Exercise directions = Search the data below, and report every line in which "provider" occurs.

Input =
PR #925, opened 2026-06-30
fix(chat): suppress follow-up suggestions while the ask-user card is live

jan-kubica:
When the assistant renders an ask-user clarification card, that card already presents its own questions and submit button. The generic follow-up suggestion chips (and the Tab-to-ask editor hint) were also shown on the same turn, giving two competing "answer next" affordances.

Gate the suggested-prompts query on the last assistant message not carrying a `tool-ask-user` part. While the clarification card is the live message, the suggested-prompts fetch is disabled, so the chips render nothing and the editor hint clears; suggestions resume once a fresh assistant message arrives.

### DIFF
--- a/apps/web/src/components/chat/ask-user-card.tsx
+++ b/apps/web/src/components/chat/ask-user-card.tsx
@@ -24,6 +24,7 @@ import type {
 } from "@/components/chat/chat-ui-tools";
 import { EntityLink } from "@/components/chat/entity-link";
 import { rehypeAnonSpans } from "@/components/chat/rehype-anon-spans";
+import { useExternalSyncEffect } from "@/hooks/use-effect";
 
 type AskUserPart = ToolUIPart<Pick<ChatUITools, "ask-user">>;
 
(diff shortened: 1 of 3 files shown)


jan-kubica:
Addressed both review notes in cd6533a6d:

- Gate now checks `part.state !== "output-available"`, so suppression only applies to a *pending* ask-user card. Once the card is answered (and the assistant may continue on the same message), follow-up suggestions return.
- `lastMessage` is narrowed explicitly (`lastMessage !== undefined && lastMessage.role === "assistant"`) before accessing `.parts`.

jan-kubica:
Addressed in d38c356f5: `AskUserCard` now reports its local edit-mode up through `ChatThreadMessages` to the page (`onAskUserEditingChange`), and the suggestion gate suppresses chips + the Tab-to-ask hint while a card is awaiting input *or* being edited. The signal is cleared on cancel, rerun, and unmount.

jan-kubica:
Addressed in 02b752862: the gate now keys off the edit-mode set being non-empty (`askUserOwnsTurn = pending-on-last-message || editingAskUserToolCallIds.size > 0`), so editing any reopened card — including an earlier one with downstream replies — suppresses the chips and Tab-to-ask hint regardless of its position in the transcript.

PR #957, opened 2026-07-02
fix: Enter advances the jurisdiction, catalogue, and AI onboarding steps

jan-kubica:
## Summary

Only the organization step advanced on <kbd>Enter</kbd>, because it wraps its content in a form with a submit button. The jurisdiction, catalogue, and AI-provider steps used `type="button"` + `onClick` handlers with no surrounding form, so a keypress had nothing to trigger.

Each of these steps now:
- wraps its content in a `<Form>` (using `display:contents` where the existing flex layout must be preserved unchanged),
- switches the primary "continue" button to `type="submit"`,
- autofocuses the search input so a keypress has a focused control to submit from.

The AI-provider step's submit is phase-aware and only advances when the current phase is valid (a saved provider for `providers` → `models`, valid model selection for continue). The shared `ai-config-providers-editor` is untouched; its buttons remain `type="button"`, so entering/saving an API key never triggers the step's submit.

The invite step is intentionally left as-is (its Enter commits an email chip).

## Summary by CodeRabbit

* **New Features**
  * Onboarding steps now support submitting with the Enter key, making it easier to continue through the flow.
  * Search fields in the catalogue and jurisdiction selection can now auto-focus for faster input.

* **Bug Fixes**
  * Improved onboarding navigation so primary actions behave consistently through form submission.
  * The jurisdiction step now only allows continuing when a selection has been made.

### DIFF
--- a/apps/web/src/components/jurisdiction-picker.tsx
+++ b/apps/web/src/components/jurisdiction-picker.tsx
@@ -22,12 +22,14 @@ type JurisdictionPickerProps = {
   selected: readonly PracticeJurisdiction[];
   suggestedCountryCodes?: readonly CountryCode[];
   onChange: (jurisdictions: PracticeJurisdiction[]) => void;
+  autoFocus?: boolean;
 };
 
 export const JurisdictionPicker = ({
   selected,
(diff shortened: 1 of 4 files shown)


jan-kubica:
false positive, intended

Solution to this exercise =
Only the organization step advanced on <kbd>Enter</kbd>, because it wraps its content in a form with a submit button. The jurisdiction, catalogue, and AI-provider steps used `type="button"` + `onClick` handlers with no surrounding form, so a keypress had nothing to trigger.
The AI-provider step's submit is phase-aware and only advances when the current phase is valid (a saved provider for `providers` → `models`, valid model selection for continue). The shared `ai-config-providers-editor` is untouched; its buttons remain `type="button"`, so entering/saving an API key never triggers the step's submit.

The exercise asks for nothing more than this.